● Work item:
In the entries below, find every line holding the string "about" and collect it.

--- Data Enclosed Below ---

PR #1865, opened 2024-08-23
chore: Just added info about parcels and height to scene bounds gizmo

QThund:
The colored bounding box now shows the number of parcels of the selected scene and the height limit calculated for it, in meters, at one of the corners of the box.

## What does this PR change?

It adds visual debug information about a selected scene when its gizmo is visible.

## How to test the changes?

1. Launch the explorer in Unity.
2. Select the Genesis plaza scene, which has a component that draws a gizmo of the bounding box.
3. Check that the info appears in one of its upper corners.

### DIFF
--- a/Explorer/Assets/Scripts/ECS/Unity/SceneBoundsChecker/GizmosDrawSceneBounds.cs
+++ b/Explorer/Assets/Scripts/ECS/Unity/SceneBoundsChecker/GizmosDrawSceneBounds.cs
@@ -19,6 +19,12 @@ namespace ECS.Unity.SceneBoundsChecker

--- End of Enclosed Data ---

● Problem solution:
chore: Just added info about parcels and height to scene bounds gizmo
It adds visual debug information about a selected scene when its gizmo is visible.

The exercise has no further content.